Open Jupyterlab by clicking the Jupyter icon in the upper right corner of Immerse.

Jupyterlab opens in a new tab. You are signed in automatically using OmniSci authentication, with a notebook ready to start an OmniSci connection. The notebook is saved for you at the root of your Jupyter file system.

You can verify the location of your file by clicking the folder icon in the top left.

The contents of the cell are pre-filled with explanatory comments and the omnisci_connect() method ready to set up your Omnisci connection within Jupyter. Click the Play button to run the connection statement and list the tables in your OmniSciDB instance.

You can continue to use con to run more Ibis expressions in further cells.

The connection is set up to reuse the session already in use by Immerse (by passing Jupyter the raw session id).
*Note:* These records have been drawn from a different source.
PR #161, opened 2026-05-03
fix(github): avoid walking source tree for size

### LINKED ISSUE #156: Dispatcher: directory_bytes walks entire cloned tree (including .git) for one occurrence field
**Severity:** Medium (perf)
**Found in:** PR #142 (merged) — `core/lib/sykli/github/dispatcher.ex:750-761`

## Problem

`directory_bytes/1` is called on every successful clone to populate the `bytes` field on a `ci.github.run.source_acquired` occurrence:

```elixir
defp directory_bytes(path) do
  path
  |> Path.join("**/*")
  |> Path.wildcard()
  |> Enum.filter(&File.regular?/1)
  |> Enum.reduce(0, fn file, acc ->
    case File.stat(file) do
      {:ok, stat} -> acc + stat.size
      {:error, _} -> acc
    end
  end)
end
```

For every webhook this walks the full cloned tree including `.git/objects` (which can be tens of thousands of files for a large repo, even with `--depth 1`). Each file triggers a `File.stat` syscall.

Real-world cost on a typical Elixir monorepo: 50–200 ms per webhook just for one informational field. On a 100-webhook-per-day mesh that's 10–20 wasted seconds of stat syscalls.

`Path.wildcard("**/*")` also loads the entire path list into memory before reducing — fine for small repos, problematic for very large ones.

## Fix options

1. **Drop the field.** Workspace size on disk is rarely actionable for the user; the head SHA + repo are already in the occurrence.
2. **Use `du`:**
   ```elixir
   defp directory_bytes(path) do
     case System.cmd("du", ["-sk", path], stderr_to_stdout: true) do
       {output, 0} ->
         output |> String.split() |> List.first() |> String.to_integer() |> Kernel.*(1024)
       _ -> nil
     end
   end
   ```
   One syscall, returns kilobytes. Set the field to `nil` on failure.
3. **Sample.** Compute size only for `lib/`, `src/`, top-level — cheaper proxy for "size of the user's code", excluding `.git`.

Recommend option 2 — same data, ~1000x cheaper.

## Test that would catch this

```elixir
@tag :performance
test "source acquisition stays under 100ms for a 10k-file fixture repo" do
  # Generate a fixture workspace with 10k empty files.
  # Time Source.acquire/3 + directory_bytes computation.
  # Assert: total elapsed < 100ms.
end
```

(Tag with `:performance`, not run by default.)

yairfalse:
Summary:
- Replaces the per-file Path.wildcard/File.stat source-size walk with a single du -sk call.
- Returns nil for bytes if du fails or emits unparsable output.
- Adds dispatcher coverage that verifies the du runner is used and bytes are converted from KiB to bytes.

Closes #156.

Validation:
- cd core && mix format

### DIFF
--- a/core/lib/sykli/github/dispatcher.ex
+++ b/core/lib/sykli/github/dispatcher.ex
@@ -131,7 +131,7 @@ defmodule Sykli.GitHub.Dispatcher do
           repo: event.repo,
           sha: event.head_sha,
           path: path,
-          bytes: directory_bytes(path)
+          bytes: directory_bytes(path, opts)
         })
 
         {:ok, path}
@@ -352,17 +352,28 @@ defmodule Sykli.GitHub.Dispatcher do
     end
   end
 
-  defp directory_bytes(path) do
-    path
-    |> Path.join("**/*")
-    |> Path.wildcard()
-    |> Enum.filter(&File.regular?/1)
-    |> Enum.reduce(0, fn file, acc ->
-      case File.stat(file) do
-        {:ok, stat} -> acc + stat.size
-        {:error, _} -> acc
-      end
-    end)
+  defp directory_bytes(path, opts) do
+    du_runner = Keyword.get(opts, :du_runner, &System.cmd/3)
+
+    case du_runner.("du", ["-sk", path], stderr_to_stdout: true) do
+      {output, 0} ->
+        output
+        |> String.split()
+        |> List.first()
+        |> parse_kibibytes()
+
+      _other ->
+        nil
+    end
+  end
+
+  defp parse_kibibytes(nil), do: nil
+
+  defp parse_kibibytes(value) do
+    case Integer.parse(value) do
+      {kib, ""} -> kib * 1024
+      _other -> nil
+    end
   end
 
   defp app_client(opts),
--- a/core/test/sykli/github/dispatcher_test.exs
+++ b/core/test/sykli/github/dispatcher_test.exs
@@ -51,9 +51,43 @@ defmodule Sykli.GitHub.DispatcherTest do
                     %{status: "completed", conclusion: "success"}}
 
     assert_receive %Sykli.Occurrence{type: "ci.github.run.dispatched"}
-    assert_receive %Sykli.Occurrence{type: "ci.github.run.source_acquired"}
+
+    assert_receive %Sykli.Occurrence{
+      type: "ci.github.run.source_acquired",
+      data: %{bytes: bytes}
+    }
+
+    assert is_integer(bytes)
     assert_receive %Sykli.Occurrence{type: "ci.github.check_run.created"}
     assert_receive %Sykli.Occurrence{type: "ci.github.check_suite.concluded"}
+  end
+
+  test "source_acquired bytes uses du instead of walking the tree", %{event: event} do
+    parent = self()
+
+    du_runner = fn "du", ["-sk", path], opts ->
+      send(parent, {:du_runner_called, path, opts})
+      {"7\t#{path}\n", 0}
+    end
+
+    assert :ok =
+             Dispatcher.dispatch(event,
+               app_client: Sykli.GitHub.App.Fake,
+               checks_client: Sykli.GitHub.Checks.Fake,
+               source_client: Sykli.GitHub.Source.Fake,
+               source_fixture: @fixture,
+               test_pid: self(),
+               fake_recorder: self(),
+               du_runner: du_runner
+             )
+
+    assert_receive {:du_runner_called, path, [stderr_to_stdout: true]}
+    assert String.ends_with?(path, "/repo")
+
+    assert_receive %Sykli.Occurrence{
+      type: "ci.github.run.source_acquired",
+      data: %{bytes: 7168}
+    }
   end
 
   test "dispatch failure evicts the delivery for GitHub retry", %{event: event} do


core/lib/sykli/github/dispatcher.ex
```diff
@@ -352,17 +352,28 @@ defmodule Sykli.GitHub.Dispatcher do
...
-    |> Enum.reduce(0, fn file, acc ->
-      case File.stat(file) do
-        {:ok, stat} -> acc + stat.size
-        {:error, _} -> acc
-      end
-    end)
+  defp directory_bytes(path, opts) do
+    du_runner = Keyword.get(opts, :du_runner, &System.cmd/3)
+
+    case du_runner.("du", ["-sk", path], stderr_to_stdout: true) do
```
yairfalse, line 380: **Output parsing is brittle to mixed stderr + stdout.**

`stderr_to_stdout: true` merges `du`'s stderr into the captured output. If `du` traverses a directory it can't read (permission denied, broken symlink, race with cleanup), it emits a warning like:

```
du: cannot read directory '/path/to/foo': Permission denied
42\t/path/to/source
```

With `String.split()` (whitespace-split), the resulting tokens are `["du:", "cannot", "read", ..., "42", "/path/to/source"]`. `List.first()` returns `"du:"` → `Integer.parse/1` returns `:error` → `parse_kibibytes/1` returns `nil`.

The `du` exit code is still `0` in this case (warnings don't fail the command), so the `{output, 0}` branch matches and we silently drop a size we could have parsed.

**Suggested fix:** parse the *last line* (the summary line is always last), then take the *first token* of that line:

```elixir
case du_runner.("du", ["-sk", path], stderr_to_stdout: true) do
  {output, 0} ->
    output
    |> String.split("\n", trim: true)
    |> List.last()
    |> case do
      nil -> nil
      line -> line |> String.split() |> List.first() |> parse_kibibytes()
    end

  _other ->
    nil
end
```

Or drop `stderr_to_stdout: true` so warnings stay separate from the summary.

core/lib/sykli/github/dispatcher.ex
```diff
@@ -352,17 +352,28 @@ defmodule Sykli.GitHub.Dispatcher do
...
-    |> Path.join("**/*")
-    |> Path.wildcard()
-    |> Enum.filter(&File.regular?/1)
-    |> Enum.reduce(0, fn file, acc ->
-      case File.stat(file) do
-        {:ok, stat} -> acc + stat.size
-        {:error, _} -> acc
-      end
-    end)
+  defp directory_bytes(path, opts) do
```
yairfalse, line 377: **Behavior change in `bytes` semantics — worth a CHANGELOG entry.**

Two subtle shifts vs the old `Path.wildcard` + `File.stat` walk:

1. **Disk usage vs apparent size.** `du -sk` reports disk usage (block count × block size). The old code summed `stat.size` (apparent size). For a tree of many small files (e.g., a Node.js node_modules), `du` can be 2–10× larger than apparent size due to per-file block rounding. For a repo with a few large files, they'll be roughly equal.
2. **Hidden files now included.** `Path.wildcard("**/*")` defaults to skipping dotfiles, so `.git/` was *excluded* from the old measurement. `du` includes everything. Since `Source.Real` does `git clone --depth 1`, the `.git/` directory is real and can be a meaningful chunk of the total — so the reported size will jump.

Neither is wrong; both are arguably more honest. But anyone watching the `bytes` field in occurrences will see a step change. Worth a `Changed` entry in CHANGELOG.

If you wanted strict equivalence with the old behavior, `du -sk --apparent-size --exclude=.git` (GNU-only) would do it — but the cross-platform/portability cost isn't worth the fidelity here.

core/lib/sykli/github/dispatcher.ex
```diff
@@ -352,17 +352,28 @@ defmodule Sykli.GitHub.Dispatcher do
...
+
+    case du_runner.("du", ["-sk", path], stderr_to_stdout: true) do
+      {output, 0} ->
+        output
+        |> String.split()
+        |> List.first()
+        |> parse_kibibytes()
+
+      _other ->
+        nil
```
yairfalse, line 388: **`nil` vs `0` on failure — downstream consumer impact.**

The old `directory_bytes/1` always returned an integer (0 if every stat failed, but never nil). The new code returns `nil` when `du` fails or output is unparseable.

The semantic improvement is real ("we don't know" beats "we computed and got zero"), but any agent or downstream consumer doing arithmetic on the `bytes` field will now hit `nil` and crash unless they handle it. The existing test on line 60 of dispatcher_test.exs already asserts `is_integer(bytes)` — that assertion will fail on the new failure path.

Not blocking — this is the right change. But:
- Worth a `Changed` note in CHANGELOG documenting the shape shift.
- Worth a quick audit of any consumer that reads `data.bytes` from `ci.github.run.source_acquired` (probably just `.sykli/` storage and any agent consuming it via MCP/query).

core/test/sykli/github/dispatcher_test.exs
```diff
@@ -51,11 +51,45 @@ defmodule Sykli.GitHub.DispatcherTest do
...
+      type: "ci.github.run.source_acquired",
+      data: %{bytes: bytes}
+    }
+
+    assert is_integer(bytes)
     assert_receive %Sykli.Occurrence{type: "ci.github.check_run.created"}
     assert_receive %Sykli.Occurrence{type: "ci.github.check_suite.concluded"}
   end
 
+  test "source_acquired bytes uses du instead of walking the tree", %{event: event} do
```
yairfalse, line 70: **Test only covers the happy path.** Worth adding cases for:

- **Non-zero exit:** `du_runner` returns `{"du: ...", 1}` → `bytes: nil`
- **Unparseable output:** `du_runner` returns `{"garbage\n", 0}` → `bytes: nil`
- **Empty output:** `du_runner` returns `{"", 0}` → `bytes: nil`
- **Mixed warning + summary** (the parsing brittleness from the inline above): `du_runner` returns `{"du: cannot read ...\n42\t/path\n", 0}` — currently broken, would catch the parsing bug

You do not need credentials to connect this way, but it means that the connection has a "time-to-live." After the session timeout period passes with no activity (60 minutes by default), the session is invalidated. You have to re-enter Jupyter from Immerse in the same way to re-establish the connection, or use the pymapd connect method to enter your credentials manually.

You can also launch Jupyter from the Immerse SQL Editor. After you run a query in the SQL Editor, a button appears that allows you to send your query to Jupyter.

The query displays in a different notebook, ready to run the query right away. You still must run the cell yourself to send the query and see the results.